***** Available data *****
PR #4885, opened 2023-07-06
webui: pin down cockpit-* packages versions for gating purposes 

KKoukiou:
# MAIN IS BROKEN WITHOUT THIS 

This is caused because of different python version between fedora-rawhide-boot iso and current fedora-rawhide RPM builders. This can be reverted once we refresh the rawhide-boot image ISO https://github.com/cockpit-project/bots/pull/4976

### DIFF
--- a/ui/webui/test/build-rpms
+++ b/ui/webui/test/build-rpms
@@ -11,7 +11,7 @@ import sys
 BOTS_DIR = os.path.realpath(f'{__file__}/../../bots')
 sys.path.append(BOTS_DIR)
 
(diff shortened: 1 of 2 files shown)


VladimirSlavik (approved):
*****
***** Available data *****
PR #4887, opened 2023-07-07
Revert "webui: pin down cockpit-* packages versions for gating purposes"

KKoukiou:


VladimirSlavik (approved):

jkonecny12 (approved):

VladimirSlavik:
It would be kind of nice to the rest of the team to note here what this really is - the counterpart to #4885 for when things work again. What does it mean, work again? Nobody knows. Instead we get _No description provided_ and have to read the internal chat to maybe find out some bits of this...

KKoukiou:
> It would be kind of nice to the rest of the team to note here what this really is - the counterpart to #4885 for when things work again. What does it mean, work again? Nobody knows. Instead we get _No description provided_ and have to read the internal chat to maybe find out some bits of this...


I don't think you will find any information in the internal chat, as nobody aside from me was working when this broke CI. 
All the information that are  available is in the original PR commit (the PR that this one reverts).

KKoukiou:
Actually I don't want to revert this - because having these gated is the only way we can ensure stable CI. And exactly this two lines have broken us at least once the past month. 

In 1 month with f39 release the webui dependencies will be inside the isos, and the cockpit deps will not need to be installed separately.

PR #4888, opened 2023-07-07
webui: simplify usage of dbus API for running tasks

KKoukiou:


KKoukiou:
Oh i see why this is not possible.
*****
***** Available data *****
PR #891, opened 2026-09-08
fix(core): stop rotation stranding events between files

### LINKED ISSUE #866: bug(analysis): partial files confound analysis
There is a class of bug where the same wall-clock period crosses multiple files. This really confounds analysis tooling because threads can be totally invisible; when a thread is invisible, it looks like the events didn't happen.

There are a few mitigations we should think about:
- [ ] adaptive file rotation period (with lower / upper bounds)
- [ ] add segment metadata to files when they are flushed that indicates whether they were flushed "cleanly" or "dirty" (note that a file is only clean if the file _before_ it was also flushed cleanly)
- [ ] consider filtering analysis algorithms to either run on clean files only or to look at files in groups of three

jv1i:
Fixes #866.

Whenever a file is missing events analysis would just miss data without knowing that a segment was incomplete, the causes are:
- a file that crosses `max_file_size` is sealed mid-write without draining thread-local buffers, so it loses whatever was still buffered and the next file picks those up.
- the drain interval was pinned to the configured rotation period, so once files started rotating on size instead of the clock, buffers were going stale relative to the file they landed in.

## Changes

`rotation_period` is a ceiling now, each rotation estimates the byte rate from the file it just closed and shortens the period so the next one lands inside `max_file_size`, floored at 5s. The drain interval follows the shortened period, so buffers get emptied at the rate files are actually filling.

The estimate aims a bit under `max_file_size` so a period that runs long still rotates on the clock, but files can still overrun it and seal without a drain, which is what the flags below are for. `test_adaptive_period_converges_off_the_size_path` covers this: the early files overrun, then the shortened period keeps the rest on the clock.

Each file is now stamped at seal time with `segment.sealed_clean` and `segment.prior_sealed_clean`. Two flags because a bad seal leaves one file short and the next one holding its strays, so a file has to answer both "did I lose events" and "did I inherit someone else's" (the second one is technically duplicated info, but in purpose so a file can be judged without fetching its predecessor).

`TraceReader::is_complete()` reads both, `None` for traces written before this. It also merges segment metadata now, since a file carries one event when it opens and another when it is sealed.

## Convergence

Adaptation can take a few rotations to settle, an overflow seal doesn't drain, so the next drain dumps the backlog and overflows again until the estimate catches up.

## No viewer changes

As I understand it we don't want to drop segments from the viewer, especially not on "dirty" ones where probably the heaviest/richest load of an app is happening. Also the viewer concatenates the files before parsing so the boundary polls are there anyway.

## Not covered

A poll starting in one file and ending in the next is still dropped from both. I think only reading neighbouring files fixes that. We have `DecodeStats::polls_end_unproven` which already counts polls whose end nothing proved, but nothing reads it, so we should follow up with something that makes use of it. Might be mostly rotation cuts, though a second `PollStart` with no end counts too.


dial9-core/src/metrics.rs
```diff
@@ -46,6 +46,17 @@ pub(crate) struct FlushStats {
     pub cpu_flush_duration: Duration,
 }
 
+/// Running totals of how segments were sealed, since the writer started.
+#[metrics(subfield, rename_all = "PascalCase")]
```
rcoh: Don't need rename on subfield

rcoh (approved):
*****
Begin at the line above that has "PR #891, opened 2026-09-08" and stop after the line that has "There is a class", copying each line exactly and adding nothing else.

PR #891, opened 2026-09-08
fix(core): stop rotation stranding events between files

### LINKED ISSUE #866: bug(analysis): partial files confound analysis
There is a class of bug where the same wall-clock period crosses multiple files. This really confounds analysis tooling because threads can be totally invisible; when a thread is invisible, it looks like the events didn't happen.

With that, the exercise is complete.